GIVEN INFORMATION:
PR #6537, opened 2023-04-02
Implement addon-replacer type - VPN-4260

bakulf:
This PR introduces a new addon type: "Replacer". This addon is able to intercept the loading of QRC resources and replace them with something included in its QRC storage. For instance, a manifest like this will replace the home view with the `fs/home.qml` file:

```
{
  ...
  "replacer": {
    "urls": [
      { "request": "qrc:/ui/screens/home/ViewHome.qml", "response": "fs/home.qml" }
    ]
  ...
}
```

But we can also replace/remove/add languages and city/country names. See the functional and unit tests.

### DIFF
--- a/docs/replacer.md
+++ b/docs/replacer.md
@@ -1,0 +1,34 @@
+# Replacer
+
+Replacer addons can be used to replace QRC resources at execution time. The addon must include all the required files in its bundle.
+
+The JSON files are validated via [JSON Schema](https://json-schema.org/) files:
+
+https://github.com/mozilla-mobile/mozilla-vpn-client/tree/main/scripts/ci/jsonSchemas
+
+On this page, we want to describe how to write a replacer addon.
+
+### Considerations
+
+ * Replacing QML files can be hazardous! The application will break if the QMLs are broken, or the dependencies are unsatisfied.
+
+ * Replacing an entire folder is even more dangerous! Image what happens if you replace the whole `i18n` folder with broken translation files.
+
+## JSON format
+
+The Replacer JSON files are addon JSON objects with the type "replacer" and a
+"replacer" property object with the following properties:
+
+| Property | Description  | Type | Required |
+| -- | -- | --| -- |
+| urls | An array of Replace objects | Array of objects | Yes |
+
+### Replace object
+
+This object must have the following structure:
+
+| Property | Description  | Type | Required |
+| -- | -- | --| -- |
+| request | The QRC URL to be replaced | string | Yes |
+| response | The relative path of the file/directory to use to replace the `request` | string | Yes |
+| type | The type of the request (`file` or `directory`). By default: `file` | string | No |
--- a/src/apps/unit_tests/resourceloader/languages.json
+++ b/src/apps/unit_tests/resourceloader/languages.json
@@ -1,0 +1,12 @@
+[
+ {
+  "languageCode": "tlh",
+  "languages": {}
+  },
+ {
+  "languageCode": "gr",
+  "languages": {
+   "tlh": "Κλίνγκον γλώσσα"
+  }
+ }
+]
--- a/src/shared/addons/addonreplacer.cpp
+++ b/src/shared/addons/addonreplacer.cpp
@@ -1,0 +1,154 @@
+/* This Source Code Form is subject to the terms of the Mozilla Public
+ * License, v. 2.0. If a copy of the MPL was not distributed with this
+ * file, You can obtain one at http://mozilla.org/MPL/2.0/. */
+
+#include "addonreplacer.h"
+
+#include <QDir>
+#include <QFile>
+#include <QFileInfo>
+#include <QJsonArray>
+#include <QJsonObject>
+#include <QQmlEngine>
+#include <QScopeGuard>
+
+#include "leakdetector.h"
+#include "logger.h"
+#include "qmlengineholder.h"
+#include "resourceloader.h"
+
+namespace {
+Logger logger("AddonReplacer");
+
+QUrl normalizeUrlScheme(const QUrl& url, const QString& response) {
+  // QT is a strange framework. Sometimes the files are loaded using 'qrc:'
+  // scheme, sometimes, just ':'. Let's normalize the final URL based on the
+  // incoming one.
+
+  if (url.scheme() == "qrc" && response.startsWith(':')) {
+    return QString("qrc%1").arg(response);
+  }
+  return response;
+}
+}  // namespace
+
+// static
+Addon* AddonReplacer::create(QObject* parent, const QString& manifestFileName,
+                             const QString& id, const QString& name,
+                             const QJsonObject& obj) {
+  QJsonObject replacerObj = obj["replacer"].toObject();
+
+  QJsonArray urls = replacerObj["urls"].toArray();
+  if (urls.isEmpty()) {
+    logger.warning() << "Empty URLs";
+    return nullptr;
+  }
+
+  AddonReplacer* replacer =
+      new AddonReplacer(parent, manifestFileName, id, name);
+  auto guard = qScopeGuard([&] { replacer->deleteLater(); });
+
+  QFileInfo manifestFileInfo(manifestFileName);
+  QDir addonPath = manifestFileInfo.dir();
+
+  for (const QJsonValue& urlValue : urls) {
+    QJsonObject urlObj = urlValue.toObject();
+
+    QString urlRequest = urlObj["request"].toString();
+    QString urlResponse = urlObj["response"].toString();
+    QString urlResponseFile(addonPath.filePath(urlResponse));
+
+    if (urlRequest.isEmpty() || urlResponse.isEmpty()) {
+      logger.warning() << "Invalid URL content";
+      return nullptr;
+    }
+
+    if (!urlRequest.startsWith("qrc:")) {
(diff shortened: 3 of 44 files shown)


src/apps/unit_tests/resourceloader/languages.json
```diff
@@ -0,0 +1,9 @@
+[
+ {
+  "wikiDataID": "Q10134",
+  "languageCode": "tlh",
```
oskirby, line 4: Qapla`

bakulf: wo’ batlhvaD

src/shared/resourceloader.h
```diff
@@ -0,0 +1,38 @@
...
+  QString loadDir(const QString& dirName);
+
+  void addUrlInterceptor(QQmlAbstractUrlInterceptor* interceptor);
+  void removeUrlInterceptor(QQmlAbstractUrlInterceptor* interceptor);
+
+ private:
+  ResourceLoader(QObject* parent);
+
+ signals:
+  void cacheFlushNeeded();
```
brizental, line 32: This is a signal that needs to be implemented by users of the loaded resources IIUC. When is it necessary? Please add a docstring here with the explanation as well.

src/shared/resourceloader.h
```diff
@@ -0,0 +1,38 @@
...
+ public:
+  static ResourceLoader* instance();
+
+  ~ResourceLoader();
+
+  QString loadFile(const QString& fileName);
+  QString loadDir(const QString& dirName);
+
+  void addUrlInterceptor(QQmlAbstractUrlInterceptor* interceptor);
+  void removeUrlInterceptor(QQmlAbstractUrlInterceptor* interceptor);
```
brizental, line 26: Missing docs.

src/shared/models/licensemodel.cpp
```diff
@@ -25,6 +26,12 @@ LicenseModel* LicenseModel::instance() {
 
 LicenseModel::LicenseModel(QObject* parent) : QAbstractListModel(parent) {
   MZ_COUNT_CTOR(LicenseModel);
+
+  connect(ResourceLoader::instance(), &ResourceLoader::cacheFlushNeeded, this,
+          [this]() {
+            m_licenses.clear();
+            initialize();
+          });
```
brizental, line 34: It feels fragile that all consumers of the ResourceLoader singleton need to intrument this signal. Any way we can make this not necessary or obviously enforced?

src/shared/addons/addonreplacer.cpp
```diff
@@ -0,0 +1,149 @@
...
+    if (type.isEmpty() || type == "file") {
+      if (!QFile::exists(urlResponseFile)) {
+        logger.warning() << "The addon does not contain the file `"
+                         << urlResponseFile << "' required for `" << urlRequest
+                         << "'";
+        return nullptr;
+      }
+
+      replacer->m_replaces.append({eUrlFile, urlRequest, urlResponseFile});
+    } else if (type == "directory") {
```
brizental, line 76: Why not have a recursive check for files under the directory and subdirectories?

src/shared/addons/addonreplacer.cpp
```diff
@@ -0,0 +1,149 @@
...
+  Addon::disable();
+  QmlEngineHolder::instance()->engine()->removeUrlInterceptor(this);
+  ResourceLoader::instance()->removeUrlInterceptor(this);
+}
+
+QUrl AddonReplacer::intercept(const QUrl& url,
+                              QQmlAbstractUrlInterceptor::DataType type) {
+  if (type != DataType::QmlFile) {
+    return url;
+  }
```
brizental, line 130: Why do we need this check?

src/shared/addons/addonreplacer.cpp
```diff
@@ -0,0 +1,149 @@
...
+
+  QString urlRequest = url.toString();
+
+  for (const Replace& replace : m_replaces) {
+    if (replace.m_type == eUrlFile) {
+      if (replace.m_request != urlRequest) continue;
+      return normalizeUrlScheme(url, replace.m_response);
+    }
+
+    Q_ASSERT(replace.m_type == eUrlDirectory);
```
brizental, line 140: How can the replacer be a directory, if we return in case `type` is not a QmlFile. Sorry if this doesn't make sense, I am a bit confused.

src/shared/addons/addonreplacer.cpp
```diff
@@ -0,0 +1,149 @@
...
+    if (!urlRequest.startsWith(replace.m_request)) continue;
```
brizental, line 141: Hm, what if we are replacing the folder `qrc:/components/mycomponent` and we are faced with the urlRequest `qrc:/components/mycomponent.qml`. Would that replace the qml file with a folder? Do we need to do a file extension check?

brizental (commented):
Since this is a very large PR, it would be easier to review if it were broken in smaller commits. From reading the code, I think there are fours separate things being done here.

- ResourceLoader changes
- Feature to add new i18n resources at execution time
- Replacer addon implementaion
- Docs

Is that correct?

---

I have given this a first pass, I have some questions and concerns. The replacer type is definitely something we want. I am not sure doing it as part of VPN-4260 is the best approach though, unless we are fine blocking that ticket on the broader discussion that the replacer addon type brings.

src/shared/addons/addonreplacer.cpp
bakulf: Because we need to know we are replacing a directory when we do `QDir(":/foo")`. It's not just about having a list of files. We need to support QDir too.

src/shared/addons/addonreplacer.cpp
bakulf: Because this object is also called by `ResourceLoader::loadDir()`.

src/shared/addons/addonreplacer.cpp
bakulf: no because `mycomponent.qml` is not included in `mycomponent`. There is a test for it.

src/shared/addons/addonreplacer.cpp
bakulf: Because so far I limit it to QML files and not to Javascript. We can remove this check.

src/shared/models/licensemodel.cpp
bakulf: nope. But the good thing is that, if we don't do it, the resource cannot be replaced. Not a big deal.

src/shared/resourceloader.h
bakulf: This is called when an interceptor is added or removed. We need to inform the entire app about this operation.

docs/replacer.md
```diff
@@ -0,0 +1,34 @@
...
+
+https://github.com/mozilla-mobile/mozilla-vpn-client/tree/main/scripts/ci/jsonSchemas
+
+On this page, we want to describe how to write a replacer addon.
+
+### Considerations
+
+ * Replacing QML files can be hazardous! The application will break if the QMLs are broken, or the dependencies are unsatisfied.
+
+ * Replacing an entire folder is even more dangerous! Image what happens if you replace the whole `i18n` folder with broken translation files.
```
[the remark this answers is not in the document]
bakulf: Definitely this is a powerful addon. But the addons are not open to external developers.
More likely we are not going to replace big sections of the app, but preventing now it is a odd move.

Think about:
- I want to add a new language
- I want to replace the contact us form
- I want to localize more countries and cities
- We need to update the license file as soon as possible for legal reasons.

We don't know how we will use this addon yet. The worst scenario is that we break the frontend. Testing will prevent it.

docs/replacer.md
```diff
@@ -0,0 +1,34 @@
...
+
+The JSON files are validated via [JSON Schema](https://json-schema.org/) files:
+
+https://github.com/mozilla-mobile/mozilla-vpn-client/tree/main/scripts/ci/jsonSchemas
+
+On this page, we want to describe how to write a replacer addon.
+
+### Considerations
+
+ * Replacing QML files can be hazardous! The application will break if the QMLs are broken, or the dependencies are unsatisfied.
```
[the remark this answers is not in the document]
strseb: +1 On this. Given that we currently have no way of sandboxing QML - this can be a huge code execution entry point. 

Maybe as a followup we should consider investigating if we can add a sec-context similar to principals, based on the `Q_INVOKABLE`'S `sender()`- so that i.e: 
A component in ://nebula// is not able to Access the VPNSettings Object. But a component in ://vpn can.

src/shared/addons/addonreplacer.cpp
```diff
@@ -0,0 +1,149 @@
...
+    QString urlResponseFile(addonPath.filePath(urlResponse));
+
+    if (urlRequest.isEmpty() || urlResponse.isEmpty()) {
+      logger.warning() << "Invalid URL content";
+      return nullptr;
+    }
+
+    QString type = urlObj["type"].toString();
+    if (type.isEmpty() || type == "file") {
+      if (!QFile::exists(urlResponseFile)) {
```
strseb, line 68: Should this also check that this in fact a `qrc://`? 
Otherwise what could stop me from doing `urlResponseFile="../../../../user_controlled_evil.qml"`

strseb (approved):
r+ wc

EXERCISE BRIEF: What lines above contain "QmlFile"? Copy them out.

EXERCISE RESPONSE:
+  if (type != DataType::QmlFile) {
brizental, line 140: How can the replacer be a directory, if we return in case `type` is not a QmlFile. Sorry if this doesn't make sense, I am a bit confused.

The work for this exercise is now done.